WORK TASK:
Search the material and gather each line with "seems" in it.

---------- LISTED RECORDS ----------

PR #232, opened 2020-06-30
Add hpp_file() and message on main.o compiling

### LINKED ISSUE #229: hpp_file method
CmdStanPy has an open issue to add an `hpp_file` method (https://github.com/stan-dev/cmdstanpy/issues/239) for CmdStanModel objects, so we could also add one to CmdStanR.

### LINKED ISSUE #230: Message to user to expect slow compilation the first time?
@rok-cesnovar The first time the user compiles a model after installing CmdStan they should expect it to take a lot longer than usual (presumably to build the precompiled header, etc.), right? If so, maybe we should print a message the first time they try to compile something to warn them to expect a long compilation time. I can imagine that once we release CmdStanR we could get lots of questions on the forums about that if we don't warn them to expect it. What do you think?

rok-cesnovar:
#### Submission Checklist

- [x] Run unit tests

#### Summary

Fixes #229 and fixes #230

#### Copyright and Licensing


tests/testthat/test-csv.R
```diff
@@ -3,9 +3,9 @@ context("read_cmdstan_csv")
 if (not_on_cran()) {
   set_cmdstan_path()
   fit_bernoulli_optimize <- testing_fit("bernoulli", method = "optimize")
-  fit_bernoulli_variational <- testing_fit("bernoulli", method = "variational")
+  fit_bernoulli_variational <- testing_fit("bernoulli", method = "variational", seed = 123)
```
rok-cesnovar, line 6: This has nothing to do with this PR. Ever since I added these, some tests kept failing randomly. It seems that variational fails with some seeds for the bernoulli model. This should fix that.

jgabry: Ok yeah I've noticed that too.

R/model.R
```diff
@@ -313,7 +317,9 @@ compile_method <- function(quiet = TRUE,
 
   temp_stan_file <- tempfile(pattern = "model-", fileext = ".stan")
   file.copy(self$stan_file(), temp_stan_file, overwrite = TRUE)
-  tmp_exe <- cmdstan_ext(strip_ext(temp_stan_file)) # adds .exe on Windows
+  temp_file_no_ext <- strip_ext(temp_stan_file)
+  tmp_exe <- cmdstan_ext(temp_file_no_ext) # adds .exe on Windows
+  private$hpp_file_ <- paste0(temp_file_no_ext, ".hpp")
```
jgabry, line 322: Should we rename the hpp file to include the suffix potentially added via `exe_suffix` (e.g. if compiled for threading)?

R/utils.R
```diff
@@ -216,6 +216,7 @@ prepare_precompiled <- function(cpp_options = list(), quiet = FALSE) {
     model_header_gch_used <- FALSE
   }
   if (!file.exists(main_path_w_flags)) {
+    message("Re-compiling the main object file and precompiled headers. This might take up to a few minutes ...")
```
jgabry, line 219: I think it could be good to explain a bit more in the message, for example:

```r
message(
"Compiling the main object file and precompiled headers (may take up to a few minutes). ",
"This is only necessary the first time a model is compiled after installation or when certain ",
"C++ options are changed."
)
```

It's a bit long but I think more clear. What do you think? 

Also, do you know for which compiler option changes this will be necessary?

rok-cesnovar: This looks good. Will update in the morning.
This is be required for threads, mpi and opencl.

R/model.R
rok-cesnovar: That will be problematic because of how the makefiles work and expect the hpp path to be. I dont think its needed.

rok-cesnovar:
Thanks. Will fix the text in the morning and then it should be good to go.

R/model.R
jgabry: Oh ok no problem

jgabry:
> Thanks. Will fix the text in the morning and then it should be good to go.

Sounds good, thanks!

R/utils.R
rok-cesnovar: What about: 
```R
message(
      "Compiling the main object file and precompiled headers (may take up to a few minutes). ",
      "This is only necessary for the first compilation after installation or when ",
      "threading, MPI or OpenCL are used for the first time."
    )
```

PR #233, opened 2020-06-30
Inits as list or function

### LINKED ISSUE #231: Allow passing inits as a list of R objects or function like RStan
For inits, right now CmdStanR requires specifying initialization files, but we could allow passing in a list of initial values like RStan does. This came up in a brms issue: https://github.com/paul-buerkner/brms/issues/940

----------
---------- LISTED RECORDS ----------

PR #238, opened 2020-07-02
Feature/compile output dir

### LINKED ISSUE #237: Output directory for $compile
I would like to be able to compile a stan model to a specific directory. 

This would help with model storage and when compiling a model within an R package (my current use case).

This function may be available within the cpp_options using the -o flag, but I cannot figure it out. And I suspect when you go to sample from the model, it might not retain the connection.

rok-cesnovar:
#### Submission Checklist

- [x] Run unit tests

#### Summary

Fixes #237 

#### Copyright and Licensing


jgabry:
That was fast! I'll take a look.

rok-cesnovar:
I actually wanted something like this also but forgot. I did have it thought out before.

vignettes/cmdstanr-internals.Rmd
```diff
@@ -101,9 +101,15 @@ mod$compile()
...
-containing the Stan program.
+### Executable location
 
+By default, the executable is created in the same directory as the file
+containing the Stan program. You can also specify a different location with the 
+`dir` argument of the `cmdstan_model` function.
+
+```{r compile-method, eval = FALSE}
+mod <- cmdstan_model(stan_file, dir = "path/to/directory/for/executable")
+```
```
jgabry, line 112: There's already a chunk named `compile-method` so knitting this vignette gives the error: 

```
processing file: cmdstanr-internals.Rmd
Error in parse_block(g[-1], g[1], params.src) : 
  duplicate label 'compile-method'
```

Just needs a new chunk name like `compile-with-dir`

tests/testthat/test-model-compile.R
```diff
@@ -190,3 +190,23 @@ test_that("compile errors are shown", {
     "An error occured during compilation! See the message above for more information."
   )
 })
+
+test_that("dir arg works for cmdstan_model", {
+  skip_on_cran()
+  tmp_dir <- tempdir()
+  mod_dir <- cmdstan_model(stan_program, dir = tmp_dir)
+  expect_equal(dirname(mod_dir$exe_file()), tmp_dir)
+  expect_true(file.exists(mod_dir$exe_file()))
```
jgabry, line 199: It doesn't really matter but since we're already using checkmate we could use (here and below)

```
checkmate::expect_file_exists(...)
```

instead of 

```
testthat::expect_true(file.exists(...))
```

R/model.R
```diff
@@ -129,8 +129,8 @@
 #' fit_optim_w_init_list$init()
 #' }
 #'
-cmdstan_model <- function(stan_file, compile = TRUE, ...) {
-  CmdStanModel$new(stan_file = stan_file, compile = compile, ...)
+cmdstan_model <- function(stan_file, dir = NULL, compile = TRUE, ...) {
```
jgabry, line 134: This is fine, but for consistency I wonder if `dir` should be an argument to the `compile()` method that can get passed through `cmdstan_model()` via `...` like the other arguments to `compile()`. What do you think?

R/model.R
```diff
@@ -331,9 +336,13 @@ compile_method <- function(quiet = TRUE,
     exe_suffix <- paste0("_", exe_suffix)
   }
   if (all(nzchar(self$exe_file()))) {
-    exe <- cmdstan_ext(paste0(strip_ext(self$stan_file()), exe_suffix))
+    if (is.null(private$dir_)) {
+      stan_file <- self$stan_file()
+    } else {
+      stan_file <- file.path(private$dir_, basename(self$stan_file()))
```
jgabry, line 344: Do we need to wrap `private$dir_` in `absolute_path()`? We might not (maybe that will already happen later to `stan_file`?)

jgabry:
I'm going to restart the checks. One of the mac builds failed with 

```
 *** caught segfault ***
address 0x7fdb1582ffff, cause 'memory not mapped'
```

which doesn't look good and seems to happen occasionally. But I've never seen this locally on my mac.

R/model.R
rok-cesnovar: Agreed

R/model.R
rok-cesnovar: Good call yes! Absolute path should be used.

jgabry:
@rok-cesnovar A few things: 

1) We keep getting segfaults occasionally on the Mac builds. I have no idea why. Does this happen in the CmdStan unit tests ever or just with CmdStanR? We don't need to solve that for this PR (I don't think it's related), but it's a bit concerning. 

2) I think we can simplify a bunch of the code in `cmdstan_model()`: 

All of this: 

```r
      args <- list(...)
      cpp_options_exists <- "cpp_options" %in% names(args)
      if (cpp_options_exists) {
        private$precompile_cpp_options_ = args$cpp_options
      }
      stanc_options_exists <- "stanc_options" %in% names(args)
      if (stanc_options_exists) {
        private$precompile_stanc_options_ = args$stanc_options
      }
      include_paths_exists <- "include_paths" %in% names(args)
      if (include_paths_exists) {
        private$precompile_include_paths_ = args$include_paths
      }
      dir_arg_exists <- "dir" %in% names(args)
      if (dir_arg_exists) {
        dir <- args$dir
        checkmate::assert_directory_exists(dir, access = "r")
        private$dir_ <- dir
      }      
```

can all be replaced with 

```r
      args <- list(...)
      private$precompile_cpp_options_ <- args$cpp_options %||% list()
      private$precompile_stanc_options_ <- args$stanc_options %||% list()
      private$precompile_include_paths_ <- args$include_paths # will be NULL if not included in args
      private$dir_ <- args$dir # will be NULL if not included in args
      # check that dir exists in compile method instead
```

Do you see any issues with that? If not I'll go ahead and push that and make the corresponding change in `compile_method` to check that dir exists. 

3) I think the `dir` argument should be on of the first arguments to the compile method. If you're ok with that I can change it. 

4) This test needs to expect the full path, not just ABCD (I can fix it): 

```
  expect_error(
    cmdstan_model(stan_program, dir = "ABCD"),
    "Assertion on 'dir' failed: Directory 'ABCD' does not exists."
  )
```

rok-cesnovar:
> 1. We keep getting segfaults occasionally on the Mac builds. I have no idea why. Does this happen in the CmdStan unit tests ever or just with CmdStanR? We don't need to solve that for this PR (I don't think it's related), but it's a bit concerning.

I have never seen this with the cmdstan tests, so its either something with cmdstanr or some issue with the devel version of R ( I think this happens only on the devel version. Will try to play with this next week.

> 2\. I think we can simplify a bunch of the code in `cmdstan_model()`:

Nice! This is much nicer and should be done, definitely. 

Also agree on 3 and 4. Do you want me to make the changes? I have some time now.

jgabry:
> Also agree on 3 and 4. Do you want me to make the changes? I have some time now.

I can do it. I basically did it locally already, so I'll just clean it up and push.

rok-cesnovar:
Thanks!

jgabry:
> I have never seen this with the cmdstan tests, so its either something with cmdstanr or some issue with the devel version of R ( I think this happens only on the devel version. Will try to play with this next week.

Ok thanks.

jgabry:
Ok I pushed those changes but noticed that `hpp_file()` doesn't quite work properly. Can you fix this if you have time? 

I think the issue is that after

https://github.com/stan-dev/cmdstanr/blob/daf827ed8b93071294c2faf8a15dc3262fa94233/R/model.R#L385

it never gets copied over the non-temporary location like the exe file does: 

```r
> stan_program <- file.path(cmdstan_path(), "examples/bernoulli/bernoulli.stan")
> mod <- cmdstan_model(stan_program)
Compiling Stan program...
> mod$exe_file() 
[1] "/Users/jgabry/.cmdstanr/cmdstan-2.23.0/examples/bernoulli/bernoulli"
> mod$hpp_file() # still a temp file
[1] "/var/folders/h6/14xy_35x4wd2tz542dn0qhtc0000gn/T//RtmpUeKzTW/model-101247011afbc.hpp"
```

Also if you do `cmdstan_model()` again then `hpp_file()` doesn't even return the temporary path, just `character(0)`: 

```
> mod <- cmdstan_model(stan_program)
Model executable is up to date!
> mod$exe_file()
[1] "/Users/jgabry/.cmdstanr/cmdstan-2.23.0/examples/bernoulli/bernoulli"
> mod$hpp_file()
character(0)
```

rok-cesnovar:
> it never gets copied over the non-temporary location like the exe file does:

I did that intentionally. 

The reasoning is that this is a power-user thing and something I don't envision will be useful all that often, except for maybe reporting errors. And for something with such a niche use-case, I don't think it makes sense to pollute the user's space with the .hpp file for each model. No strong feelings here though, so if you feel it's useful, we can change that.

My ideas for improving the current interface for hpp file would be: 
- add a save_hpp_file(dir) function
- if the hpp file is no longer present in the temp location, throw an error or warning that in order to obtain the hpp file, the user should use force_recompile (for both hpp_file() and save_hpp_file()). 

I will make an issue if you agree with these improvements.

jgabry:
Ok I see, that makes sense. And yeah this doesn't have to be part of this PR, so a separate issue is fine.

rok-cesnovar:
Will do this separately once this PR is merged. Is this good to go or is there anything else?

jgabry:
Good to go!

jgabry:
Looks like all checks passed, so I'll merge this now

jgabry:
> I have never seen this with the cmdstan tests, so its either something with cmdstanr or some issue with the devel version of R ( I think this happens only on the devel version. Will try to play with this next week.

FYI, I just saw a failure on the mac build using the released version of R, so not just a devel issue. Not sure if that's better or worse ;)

----------

RESPONSE BELOW:
rok-cesnovar, line 6: This has nothing to do with this PR. Ever since I added these, some tests kept failing randomly. It seems that variational fails with some seeds for the bernoulli model. This should fix that.
which doesn't look good and seems to happen occasionally. But I've never seen this locally on my mac.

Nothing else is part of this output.